Menschen, die wirr vor sich hinmurmeln. Die sich entblößen, Stimmen hören: Die Psychiatriestation des Klinikums Salzburg-Nord ist auf besonders schwere Fälle spezialisiert. Als einer der Ärzte ermordet in einem Untersuchungsraum gefunden wird, muss die Ermittlerin Beatrice Kaspary versuchen, Informationen aus den Patienten herauszulocken. Aus traumatisierten Seelen, die in ihrer eigenen Welt leben. Und nach eigenen Regeln spielen.
Als ich erfuhr, dass ein neuer Thriller von Ursula Poznanski erscheint, habe ich mich einerseits riesig gefreut. „Fünf“ hat mir damals super gut gefallen. Andererseits war ich aber auch skeptisch, denn „Blinde Vögel“ hat mir überhaupt nicht gefallen. „Stimmen“ war nun gewissermaßen das Zünglein an der Waage, ob es sich lohnt, Ursula Poznanskis Thrillern treu zu beiben.
Um das schon mal vorweg zu nehmen: ja, ich werde ihnen treu bleiben!
Denn „Stimmen“ hat mir wieder richtig gut gefallen! Mit einer Psychiatrie als hauptsächlichem Schauplatz macht ein Thriller bei mir fast nie etwas falsch. Das hängt vermutlich mit den oft schauerlichen Darstellungen dieser Orte zusammen, wie man sie in vielen Gruselfilmen etc antrifft. Sowas hat für mich seit je her seinen Reiz. Und daran ändert sich auch nichts, wenn eine Psychiatrie wie in diesem Thriller so ganz anders beschrieben wird. Ganz ohne solche Effektheischerei nämlich. Eben als eine Klinik, in der Menschen leben, die aufgrund schrecklicher Erlebnisse in der Vergangenheit, seelischen Schaden genommen haben. Obwohl ich gegen etwas Effektheischerei nichts gehabt hätte, fand ich das so wirklich gut.
Die Geschichte braucht so etwas nämlich nicht um spannend oder schaurig zu sein. Das gelingt ihr auf anderen Wegen, die mindestens genauso gut wirken. Um zu schaudern muss man sich das Leben der Psychiatriepatienten nur mal richtig vorstellen. Das reicht dann schon. Was sie erlebt haben, wünsche ich niemandem. Das sollte als Gruselfaktor alleine schon reichen.
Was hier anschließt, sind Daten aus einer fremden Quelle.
PR #31, opened 2016-05-27
Sync shared-build-targets-utils with CLI

brthor:
Accompanying CLI Pr incoming tomorrow.

PTAL @eerhardt

### DIFF
--- a/build_projects/dotnet-host-build/DebTargets.cs
+++ b/build_projects/dotnet-host-build/DebTargets.cs
@@ -51,7 +51,8 @@ namespace Microsoft.DotNet.Host.Build
         [BuildPlatforms(BuildPlatform.Ubuntu)]
         public static BuildTargetResult GenerateSharedFrameworkDeb(BuildTargetContext c)
         {
-            var packageName = Monikers.GetDebianSharedFrameworkPackageName(c);
+            var sharedFrameworkNugetVersion = c.BuildContext.Get<string>("SharedFrameworkNugetVersion");
+            var packageName = Monikers.GetDebianSharedFrameworkPackageName(sharedFrameworkNugetVersion);
             var sharedHostVersion = c.BuildContext.Get<HostVersion>("HostVersion").LockedHostVersion;
             var version = c.BuildContext.Get<string>("SharedFrameworkNugetVersion");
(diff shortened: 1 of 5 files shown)


build_projects/shared-build-targets-utils/DependencyVersions.cs
```diff
@@ -8,5 +8,11 @@ namespace Microsoft.DotNet.Cli.Build
     public class DependencyVersions
     {
         public static readonly string CoreCLRVersion = "1.0.2-rc3-24126-01";
+
+        public static readonly string SharedFrameworkVersion = "1.0.0-rc3-004312";
```
eerhardt: These versions are always going to be updated, and get out of date.  I don't think these should be here.

build_projects/shared-build-targets-utils/Utils/Crossgen.cs
```diff
@@ -154,15 +154,9 @@ public void CrossgenDirectory(string sharedFxPath, string pathToAssemblies)
 
                 IList<string> crossgenArgs = new List<string> {
                     "-readytorun", "-in", file, "-out", tempPathName,
+                    "-JITPath", GetLibCLRJitPathForVersion(),
                     "-platform_assemblies_paths", platformAssembliesPaths
                 };
-
```
eerhardt: Your PR is failing because you are removing this "good" change in core-setup.  The existing code needs to be ported into CLI, which is being done here:  https://github.com/dotnet/cli/pull/3223

build_projects/shared-build-targets-utils/DependencyVersions.cs
brthor: 👍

Ihre Spannung zieht die Geschichte für mich vor allem wieder aus der Ermittlungsarbeit von Beatrice und Florin. Genau wie bei „Fünf“ hat mir hier wieder diese kleinschrittige Darstellung der Ermittlungen gefallen. Das ist erstens interessant und wirkt zweitens wesentlich realistisch als wenn die beiden den Fall im Nullkommanichts und ohne Probleme oder Rückschläge lösen würden. Auf diese kleinschrittige und genaue Weise dagegen kann man prima mitknobeln. Und durch besagte Rückschläge oder auch stockende Ermittlungen, kommt zusätzlich Spannung auf. Und natürlich auch durch die Frage nach dem Täter, klar.
Toll fand ich es außerdem, dass bei Beatrice und Florin endlich mal etwas ins Rollen kommt. Mehr möchte ich an dieser Stelle aber nicht verraten.
Soweit klingt das ales ganz positiv und ja, mir hat „Stimmen“ wirklich sehr gut gefallen. Ein paar Bedenken hatte ich beim Lesen aber doch (und auch jetzt habe ich die noch). So gut ich die Idee finde, wie gewisse Patienten mit Beatrice kommunizieren, ich habe mich doch gefragt, ob man da als Polizistin wirklich drauf kommen kann. Glücklicherweise fällt Beatrice das alles andere als leicht bzw früh auf und auch als sie es endlich begreift, versteht sie es nicht wirklich, aber immerhin kommt sie doch auf diese Idee. Beeindruckend. Nicht dass ich Beatrice für dumm halte (ganz im Gegenteil!), aber das ist schon eine Leistung zu der ich nur sagen kann: wow! Daher erschien mir die Idee ab und zu doch etwas weit hergeholt. So gut sie auch ist.
Außerdem bin ich bei den Ärzten immer mal wieder durcheinander gekommen, was mich gestört hat. Wenn ich bei gewissen Figuren in der Geschichte keinen Überblick habe, spricht das immer dafür, dass die Charaktere für mich zu wenig Markantes an sich haben. Das traf hier dann wohl auf die Ärzte zu.
Ich habe das Buch an zwei Abenden ausgelesen. Hätte ich mich am ersten Abend nicht zum Pausieren gezwungen, weil ich am nächsten Tag früh rausmusste, hätte ich es in einem Rutsch gelesen. Sehr viele Dialoge machen das Lesen wunderbar leicht. So fliegen die Seiten nur so dahin. Zudem sind die Kapitel genau richtig lang um dem „ach eins noch“-Teufelskreis zu verfallen. Außerdem enden sie durchweg mit einem solchen Cliffhanger, dass man einfach weiterlesen muss.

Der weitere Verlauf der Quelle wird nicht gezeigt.